We formed five work packages (WPs): WP1, on big data and in-silico clinical trial and virtual patients; WP2, on deriving precision diagnostics and select drugs based on WP1; WP3, on clinical application of the diagnostics developed and drugs selected in WP2; WP4, on disseminating these results broadly but also valorising and licencing them to companies so that they are commercially developed, a final but essential prerequisite to make our findings enter the market and cause patent benefit; and, of course, WP5 which manages REPO-TRIAL. WP1 allows for custom projections and analyses of multi-scale big data. With this, WP2 was able to construct one underlying causal disease mechanism relevant for a group of diseases that very often co-occur in different organs of the same patient. This mechanism contains several genes and is named the “ROCG” mechanism. For this we developed a blood-based diagnostic test. For intervention we identified drugs that can be repurposed to likely cure for the first-time hypertension, heart failure and stroke in those patients where we can identify the mechanism. We validated these therapies in relevant humanised mouse models and in WP3 completed the first two clinical trials in stroke and heart failure in healthy individuals.
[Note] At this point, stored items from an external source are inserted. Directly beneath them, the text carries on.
Issue #6786, opened 2021-07-02
Releng - switch off drone to github actions for docs build


kapilt:
Currently, we use a really, really old drone server for building docs, we should switch out to github actions for that on trunk merges.

kapilt:
done in #7327

PR #7237, opened 2022-05-04
ci - deploy docs to gh-pages on push to main

ajkerrigan:
During a push to main, we already build docs. This PR adds a step to publish those built docs to GitHub Pages using [this GitHub action](https://github.com/JamesIves/github-pages-deploy-action).

This came out of some discussion with @castrojo who came across the action and wondered if/where/how it would fit into our process. Looks like it can slot in nicely right after the build we already run, as long as we set the source & target folders appropriately. Tested in my fork [here](https://github.com/ajkerrigan/cloud-custodian/runs/6296787289?check_suite_focus=true).

### DIFF
--- a/.github/workflows/ci-main.yml
+++ b/.github/workflows/ci-main.yml
@@ -109,6 +109,14 @@ jobs:
         run: |
           make sphinx
 
+      - name: Deploy Docs
+        if: ${{ github.event_name == 'push' }}
+        uses: JamesIves/github-pages-deploy-action@v4.3.3
+        with:
+          branch: gh-pages
+          folder: docs/build/html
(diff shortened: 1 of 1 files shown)


thisisshi (approved):

kapilt:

With these safety data, we now apply for approval of the same approach in patients. WP4 succeeded in finalising a licensing contract for four REPO-TRIAL technology patents with a drug repurposing company ensuring full commercial development, maximal socio-economic impact and, most importantly, eventually patient benefit. REPO-TRIAL has established an online presence (website, Twitter, LinkedIn); has communicated the project outline to industry stakeholders and to the scientific community (by several high-level conference presentations, including the World Government Summit and a Nobel Forum session). In WP5, the project is managed through a coordinator, his Project Management Office (PMO), and monthly Steering committee conferences to enable timely progression of the consortium towards achieving their deliverables and milestones. The PMO prepared a quality plan and an ongoing risk review and implemented mitigation strategies. Members of the Scientific and Ethical Advisory Board (SEAB) were invited to REPO-TRIAL’s General Assembly Meetings and gave valuable feedback on the quality of project deliverables.

Expected impacts

REPO-TRIAL will reduce the size and the duration and increase the efficacy and safety of human clinical trials by mechanistic biomarker-guided stratification of drug treatment to those patients with a high likelihood to suffer from the targeted pathomechanisms and thus respond. By targeting a mechanism that is disease relevant, precision diagnostics will predict late patient relevant outcomes and trials can be terminated earlier. Safety will be increased by combining safe drugs that synergise by acting on the same mechanism and can thus be individually lower-than-usual dosed. Animal research is reduced to only essential, predictive and relevant models. Clinical intervention by drug repurposing is improved by in-silico prediction in a more predictable manner to lower development costs and shorten time-to-market for new drugs by improving precision and lowering risk of failure, eventually for one overarching goal a new level of patient benefit.